What you have is a main contribution $H_0$ (e.g. the Coulomb potential) and a perturbation $H'$ which is small compared to $H_0$ and that will therefore just slightly change the main solution.
You then assume that you can expand the correct solution for the energy and the wavefunction as a perturbative series, i.e. in terms that are smaller and smaller: $$ |\psi_n\rangle = |\psi_n\rangle^0 + |\psi_n\rangle^1 + |\psi_n\rangle^2 ...$$ $$ E_n = E_n^0 + E_n^1 + E_n^2 ... $$ where the exponents signify the order of the term. Higher order terms are smaller, and therefore only needed in you want higher precision.
Now, the full TISE becomes: $$ (H_0 + H')\,(|\psi_n\rangle^0 + |\psi_n\rangle^1 + |\psi_n\rangle^2 ... ) = (E_n^0 + E_n^1 + E_n^2 + ...)\,(|\psi_n\rangle^0 + |\psi_n\rangle^1 + |\psi_n\rangle^2+...)$$
Now you take the $0^{th}$ order equation -- where each term is of $O^{th}$ order:
$$H_0 |\psi_n\rangle^0\rangle = E_n^0 |\psi_n\rangle^0,$$ which is just the unperturbed equation, and therefore the starting point for any perturbative calculation.
Now look at the $1^{st}$ order equation -- remember that two $1^{st}$ order terms multiplied together give you a $2^{nd}$ order terms, whereas you only want to keep the $1^{st}$ order ones. $H'$ is first order:
$$ H_0 |\psi_n\rangle^1 + H'|\psi_n\rangle^0 = E_n^0|\psi_n\rangle^1 + E_n^1 |\psi_n\rangle^0.$$
What you are after is $E_n^1$, i.e. the $1^{st}$ order contribution to the energy.

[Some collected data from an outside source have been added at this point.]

PR #2861, opened 2018-08-23
Split out odds/ends and misc settings into separate files

drewvolz:
No visual changes. I noticed that the `odds-and-ends` file contained the `miscellany` section. This splits it into its own file.


hawkrives (commented):
I was thinking about doing this last weekend! Thanks.

hawkrives (approved):

PR #2866, opened 2018-08-24
Fix formatting of recent filter combo with department filter

hannesmcman:
This PR fixes an issue with the formatting of recent filter combinations that include a department name. I simply forgot to update the key of the old "departments" filter to "department".


hawkrives (approved):

hawkrives:
I'm not sure there's a good way to capture the list of allowed keys in flow right now, so this looks fine.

Multiply by $^0\langle \psi_n|$ from the left:
$$ ^0\langle \psi_n|H_0 |\psi_n\rangle^1 + ^0\langle \psi_n|H'|\psi_n\rangle^0 = ^0\langle \psi_n|E_n^0|\psi_n\rangle^1 + ^0\langle \psi_n|E_n^1 |\psi_n\rangle^0,$$
$$E_n^0 \,^0\langle \psi_n|\psi_n\rangle^1 + \, ^0\langle \psi_n|H'|\psi_n\rangle^0 = E_n^0\,^0\langle \psi_n|\psi_n\rangle^1 + E_n^1 \,^0\langle \psi_n|\psi_n\rangle^0,$$
$$ \implies (E_n^0 - E_n^0) \,^0\langle \psi_n|\psi_n\rangle^1 + ^0\langle \psi_n|H'|\psi_n\rangle^0 = E_n^1 \,^0\langle \psi_n|\psi_n\rangle^0.$$
Assuming normalised states, $^0\langle \psi_n|\psi_n\rangle^0 = 1$, so: $$ E_n^1 = ^0\langle \psi_n|H'|\psi_n\rangle^0 $$.
As other have noted, there's a mistake in you formula.
The same procedure applies for higher order corrections.